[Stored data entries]
PR #1834, opened 2026-05-20
feat(management): implement dmp_interface_object_*_r

kewde:
## Description

 Add `dmp_interface_object_read_r` (KNX 03.05.02 §3.27.2), `dmp_interface_object_write_r` (§3.25.2), `dmp_interface_object_scan_r` (§3.28.2), and `dmp_interface_object_verify_r` (§3.26.2) to the `device/` procedure package. All procedures take a `P2PConnection` directly. Read, write, and verify handle chunking transparently for payloads exceeding 15 elements (4-bit `nr_of_elem` limit); verify compares per block as required by the spec. Scan enumerates all interface objects and their property descriptions via `PropertyDescriptionRead`/`PropertyValueRead` loops, returning a list of `ScannedInterfaceObject`

Fixes # (issue)

## Type of change

## Checklist


xknx/management/procedures/device/dmp_interface_object_write_r.py
```diff
@@ -0,0 +1,112 @@
...
+
+from __future__ import annotations
+
+from xknx.exceptions import ManagementConnectionError
+from xknx.management.management import P2PConnection
+from xknx.telegram import apci
+
+# nr_of_elem field is 4 bits (KNX v02.01.01 - Application Layer 03.03.07 -
+# §3.4.4 Figure 48), max value 2^4 - 1
+MAX_ELEMENTS_PER_REQUEST = (1 << 4) - 1
```
kewde: dedupe

xknx/management/procedures/device/dmp_interface_object_read_r.py
```diff
@@ -0,0 +1,87 @@
...
+
+from __future__ import annotations
+
+from xknx.exceptions import ManagementConnectionError
+from xknx.management.management import P2PConnection
+from xknx.telegram import apci
+
+# nr_of_elem field is 4 bits (KNX v02.01.01 - Application Layer 03.03.07 -
+# §3.4.4 Figure 46), max value 2^4 - 1
+MAX_ELEMENTS_PER_REQUEST = (1 << 4) - 1
```
kewde: dedupe

xknx/management/procedures/device/dmp_interface_object_scan_r.py
```diff
@@ -0,0 +1,103 @@
...
+
+from dataclasses import dataclass, field
+
+from xknx.exceptions import ManagementConnectionError
+from xknx.management.management import P2PConnection
+from xknx.telegram import apci
+
+# KNX v02.01.01 - Application Interface Layer 03.04.01 - §4.3.2.3: the
+# Property with property_id = 1 is always PID_OBJECT_TYPE
+_PID_OBJECT_TYPE = 0x01
```
kewde: another place we should put this?

xknx/management/procedures/device/dmp_interface_object_read_r.py
```diff
@@ -0,0 +1,87 @@
...
+    :param start_index: Start element index (1-based, 1-4095)
+    :return: The property data read from device
+    :raises ManagementConnectionError: If device returns error (nr_of_elem = 0)
+    """
+    # The spec's sequence (A_PropertyDescription_Read) is intentionally skipped:
+    # callers supply object_index/property_id/count/start_index explicitly, so the
+    # property is always known at this level. Discovery belongs to the Configuration
+    # Procedure above (per spec: "shall not interpret ... at the level of this
+    # Management Procedure"). Use dmp_interface_object_scan_r to discover properties
+    # (type, max_count, access) before calling this function.
```
kewde: I'm going a bit off spec here. I suppose we can make some arguments optional in the function to make it fully spec compliant version, but that muddies the types a bit.

IMHO i like the type checker catching "None" in calls to arguments, and I think `dmp_interface_object_scan_r` is the better primitive tbh.

But it's not a hill i'll die upon, happy to change this, accept optional values and do a scan variant here.

xknx/management/procedures/device/dmp_interface_object_scan_r.py
farmio: we already have this at `xknx.profile.const`

xknx/management/procedures/device/dmp_interface_object_read_r.py
farmio: so could we add a convenience function that takes a property_id , scans all the object interface, looks for the passed id and pipes its parameters to read - returning bytes or raising if not found?

xknx/management/procedures/device/dmp_interface_object_write_r.py
kewde: Moved to a shared `device/const.py` in 07e4bb84 — the two copies also cited different spec figures (46 vs 48) for the same 4-bit field, now folded into one comment covering both.

xknx/management/procedures/device/dmp_interface_object_read_r.py
kewde: Same fix — see 07e4bb84, moved to `device/const.py`.

xknx/management/procedures/device/dmp_interface_object_scan_r.py
kewde: done

farmio (commented):
Claude Code  🤖:

Checked out locally, verified against `03_05_02 Management Procedures v02.01.02`, `03_03_07 Application Layer v02.01.01` and `03_04_01 Application Interface Layer v02.01.01`.

**Clean:** full suite passes (3867), ruff / ruff format / mypy clean. Spec fidelity is genuinely good — `scan_r` follows the §3.28.2 sequence exactly (PID=0/property_index=0 probe, `PID <> 0` existence test, PID=01h/start_index=01h/count=01h type read), `verify`'s per-chunk comparison correctly reflects that §3.26.2 puts the comparison *inside* the loop, the `verify` kwarg is a faithful mapping of §3.25.2's flags bit 1, and the citation format/versions match AGENTS.md. Changelog placement is right.

## Correctness

**1. Silent wire corruption when `start_index + count - 1 > 4095`** — the one I'd block on.

`start_index` is 12 bits packed into the same octet as `count`, and `to_knx` bounds-checks only `count`. Nothing in the three chunking procedures validates `start_index`, even though all three docstrings promise "1-4095". Verified:

```
PropertyValueWrite(object_index=3, property_id=78, count=5, start_index=4105, data=b"\xaa"*5)
→ decodes as count="6" start_index="9"
```

No exception. So `dmp_interface_object_write_r(..., count=20, start_index=4090)` sends its second chunk to elements 9–14 of the property instead of 4105+ — a write landing on entirely the wrong data, with a response the `response_count != chunk_count` guard won't reliably catch. Fix in the procedures (`1 <= start_index` and `start_index + count - 1 <= 0xFFF`), and/or add the missing bounds check to `to_knx` next to the existing count check — that's the natural sibling and fixes it library-wide.

**2. Chunking handles the element-count limit but not the APDU length limit.** 15 elements of a 4-byte property is 60 data bytes; xknx serializes that happily (I get a 75-byte cEMI frame, no complaint), and the device answers `nr_of_elem=0` — AL §3.4.4.1 lists "the data does not fit in a PDU" as exactly that error. The procedure then raises instead of retrying smaller. So "transparently chunks" only really holds for 1-byte elements. The write path knows `element_size` and could cap `chunk_count` accordingly; the read path would need an `element_size`/`max_bytes` argument (or PID_MAX_APDULENGTH). At minimum say so in the docstrings, because the PR body and changelog both claim it's transparent.

**3. The partial-response guard rejects a spec-legal response.** AL §3.4.4.1 error handling: a read with `start_index = 0` and `nr_of_elem > 1` *shall* be answered with `start_index = 0, nr_of_elem = 1` carrying the current element count. `read_r`/`verify_r` raise on that. Narrow (defaults are `start_index=1`, and `count=1` still works), but if `start_index=0` isn't meant to be supported, reject it up front rather than surfacing it as a device error.

## API surface / conventions

**4. `scan_r` and `verify_r` are never exported.** `device/__init__.py` imports only read and write, and none of the four reaches `procedures/__init__.py` — whose docstring says the package "re-exports every implemented procedure", and whose changelog entry says all four land in `xknx.management.procedures.device`. This fails worse than an ImportError: `from xknx.management.procedures.device import dmp_interface_object_scan_r` silently binds the *module* of the same name, so calling it gives `TypeError: 'module' object is not callable`. `ScannedInterfaceObject` isn't exported anywhere either.

**5. No `__all__`** in any of the four modules; `dm_authorize.py` and `dm_connect_r_co.py` both have one.

**6. Parameter is `connection`**, every existing procedure uses `conn`.

**7. Naming vs. the documented convention.** Per AGENTS.md, `_conn` marks the form that takes an open connection, with `dm_restart_r_co` the single exception because `RCo` genuinely is the KNX name for DM_Restart's connection-based variant. `_R` isn't that — §3.25.2/§3.27.2 explicitly say "connection oriented **or connectionless**". By the convention these should be `dmp_interface_object_read_r_conn(conn, ...)`. And unlike authorize/connect — where the changelog explains why no `(xknx, ...)` form exists — read/write/scan/verify are perfectly meaningful as one-shot operations on an address, so the `(xknx, individual_address, ...)` counterpart is the obvious missing half.

## Tests

**8. The chunking is never verified on the wire.** No test asserts on outgoing telegrams; the chunked tests only check the assembled return value, which the responder itself supplies. Nothing pins the second request to `start_index=16, count=5`, so an off-by-one in `current_index` passes today. `test_dm_authorize.py` already does this with `send_telegram.assert_has_calls([call(...)])` — this is the core logic of the PR and it's the one thing untested.

**9. Responder loops have no `asyncio_timeout`.** The sibling file defines `RESPONDER_TIMEOUT = 1` and wraps every `while call_count < N: await asyncio.sleep(0)`. Without it, a regression that stops sending spins forever and hangs the suite instead of failing it.

Also, ~1300 lines of test for ~400 of code, because each file re-inlines full `Telegram` construction instead of using `_ack()`/`_response()` builders like the neighbours.

## Minor

- `count <= 0` silently returns `b""` / `None` in all three — a `ValueError` matches the `len(data) % count` handling right below it.
- `read_r`'s `:raises:` doesn't mention the partial-response error.
- `scan_r`'s loops are unbounded, but `object_index`/`property_index` are single octets: a device that never answers PID=0 dies at 256 with a raw `struct.error` instead of `ManagementConnectionError`. Cap at 255.
- `int.from_bytes(type_resp.payload.data, "big")` accepts any length; PID_OBJECT_TYPE is 2 octets, so a short or long response yields a silently wrong `object_type`.
- The comment "PID_OBJECT_TYPE is always property_id 1, index 0 … (always 1 element, 2 bytes)": §4.3.2.3's "index 0" is the *property index*, not the array element index, and PID_OBJECT_TYPE's `max_nr_of_elem` may exceed 1 for array Interface Objects. Reading element 1 is what §3.28.2 prescribes — it's the parenthetical that's off.
- `verify_r` signals a mismatch — its normal negative outcome — with the same `ManagementConnectionError` as a transport failure, so callers can't tell them apart.

xknx/management/procedures/device/dmp_interface_object_read_r.py
kewde: After reading the specification again, I think this is fine. The spec for this management procedure explicitly passes all the values as arguments.

farmio:
Claude Code  🤖:

Re-checked at b24b59ae — suite green (3876), ruff/format/mypy clean. Most of the review is addressed; putting the `start_index` bounds check in `to_knx` rather than in the procedures was the right call. Two things left from my list, plus one that's now moot.

### Naming (my point 7) — moot

Ignore it. The `_conn` suffix / `(xknx, individual_address, ...)` question is farmio's and yours to settle, not something you should have to guess at from a review comment.

### Still open: the APDU length limit

Nothing in the four modules mentions it. The chunking caps at 15 elements because `nr_of_elem` is 4 bits, but the other limit is the APDU, and it bites first for anything wider than a 1-byte element: 15 elements of a 4-byte property is 60 data bytes, which xknx serializes without complaint (I get a 75-byte cEMI frame), and the device then answers `nr_of_elem=0` — KNX v02.01.01 - Application Layer 03.03.07 - §3.4.4.1 lists "the data does not fit in a PDU" as exactly that error. So the procedure raises instead of retrying smaller, and the caller gets a generic device error with no hint that a smaller `count` would work.

The write path already knows `element_size` and could cap `chunk_count` by a byte budget; the read path can't infer it, so it would need an `element_size`/`max_bytes` argument (or PID_MAX_APDULENGTH). Even just a docstring sentence would help — as it stands the changelog promises the chunking is transparent, and for multi-byte properties it isn't.

### New nit, from the fix to #1

The bounds check lives only in `to_knx`, so the procedures still let `start_index + count - 1` run past 4095 and only fail once the offending chunk is encoded:

```
dmp_interface_object_write_r(conn, ..., count=20, start_index=4090)
→ chunk 1 (start_index=4090, count=15) is written to the device
→ chunk 2 (start_index=4105) raises ConversionError: Start index out of range.
```

Two edges there: the write is left half-applied, and `ConversionError` is an `XKNXException` but *not* a `ManagementConnectionError`, so it slips past callers catching the type the docstring documents. Validating `start_index + count - 1 <= 0xFFF` alongside the existing `start_index < 1` check would fail before any telegram goes out. The `to_knx` guard is still worth keeping as the backstop.

Related: `write_r` doesn't validate `start_index >= 1` the way `read_r`/`verify_r` now do. That's probably deliberate — writing element 0 resets the array per KNX v02.01.01 - Application Interface Layer 03.04.01 - §4.3.2.3 — but its docstring still says "Start element index (1-based, 1-4095)", so either the check or the docstring should move.

farmio:
Claude Code  🤖:

072f517e crossed my last comment — it answers both points in it, and then some. Checked it over: `max_apdu_length` on all three procedures with the chunk sized as `min(15, max(1, (max_apdu_length - 5) // element_size))`, `read_r` probing one element first because it can't know the size upfront, and the `start_index + count - 1 <= 0xFFF` pre-check in all three so an out-of-range transfer fails before the first telegram instead of halfway through. `read_r` now *supporting* `start_index=0` (restricted to `count=1`, so it's the only loop iteration) is a nicer resolution than the rejection I'd suggested.

I checked the byte arithmetic against the spec, since that's where this would quietly be off by two: the `PID_MAX_APDU_LENGTH` citation matches the real document (KNX v01.10.01 - Resources 03.05.01 - §4.3.7), §4.3.7.2.1 does say a client without that Property manages the device "with L_Data_Standard-frames with an APDU-length of maximal 15 octets", §4.3.7.1 puts the Property's range at 15–254, and those units line up with the LG field and therefore with `calculated_length()` — so the 15 default and the `- 5` header subtraction are both right, and `PROPERTY_VALUE_HEADER_OCTETS = 5` matches `calculated_length()` exactly. Locally: 3889 passed, ruff/format/mypy clean (the one `routing_multicast_test` failure reproduces on `main` — no multicast route on this machine, unrelated).

The implementation I'd call ready. What's left is around it.

### Blockers

**1. Conflicts with `main`.** GitHub reports the PR as conflicting; it's only `docs/changelog.md`, but not a trivial resolve — `main` has since cut 3.20.0 and shortened the changelog, so the entry has to move into a fresh `# Unreleased changes` section that didn't exist when it was written.

**2. The changelog entry is stale on substance, not just position.** It still describes only the original four procedures. Missing since then: the `max_apdu_length` parameter on `read_r`/`write_r`/`verify_r`, `start_index=0` support in `read_r`, `PropertyVerificationError` (now public in `xknx.exceptions.__all__`), and that `PropertyValue*.to_knx()` now raises `ConversionError` for an out-of-range `start_index` where it previously emitted a silently corrupt frame — that last one is a behaviour change in existing API, not just an addition. The entry also still places the procedures in `xknx.management.procedures.device` although they're re-exported a level up now, and its "transparently chunk … 15-element limit" line now undersells what the code does, since chunking is APDU-aware.

**3. `Resources 03.05.01` is missing from the AGENTS.md table.** This PR already added the `03.04.01` row when it introduced that citation; the new `PID_MAX_APDU_LENGTH` references introduce another document and want the same row: `| v01.10.01 | Resources | 03.05.01 |`. I verified that version against the document itself.

### Worth a look, not blocking

**`read_r` now costs an extra round trip for every `count > 1`.** The 1-element probe is the right default given the PDU carries no PDT, but a caller coming from `dmp_interface_object_scan_r` is already holding the `PropertyDescriptionResponse` and knows the element size — an optional `element_size` argument that skips the probe would pay off for exactly the callers the docstrings point at `scan_r`.

**`max(1, ...)` sends an oversized frame rather than refusing one.** If `element_size` exceeds the budget — a 14-octet element against the default 15, giving `(15 - 5) // 14 == 0` — the clamp yields 1 element and a 19-octet PDU that a standard-frame-only device can't accept. The clamp is right to prevent a zero-size infinite loop, but a `ValueError` saying the element doesn't fit in `max_apdu_length` would beat knowingly putting an over-long frame on the bus.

▶ [PROMPT]: Please reproduce, exactly as they appear above, the lines from the line containing "Also, ~1300 lines" up to and including the line containing "accepts any length;".

▶ [TASK SOLUTION]:
Also, ~1300 lines of test for ~400 of code, because each file re-inlines full `Telegram` construction instead of using `_ack()`/`_response()` builders like the neighbours.

## Minor

- `count <= 0` silently returns `b""` / `None` in all three — a `ValueError` matches the `len(data) % count` handling right below it.
- `read_r`'s `:raises:` doesn't mention the partial-response error.
- `scan_r`'s loops are unbounded, but `object_index`/`property_index` are single octets: a device that never answers PID=0 dies at 256 with a raw `struct.error` instead of `ManagementConnectionError`. Cap at 255.
- `int.from_bytes(type_resp.payload.data, "big")` accepts any length; PID_OBJECT_TYPE is 2 octets, so a short or long response yields a silently wrong `object_type`.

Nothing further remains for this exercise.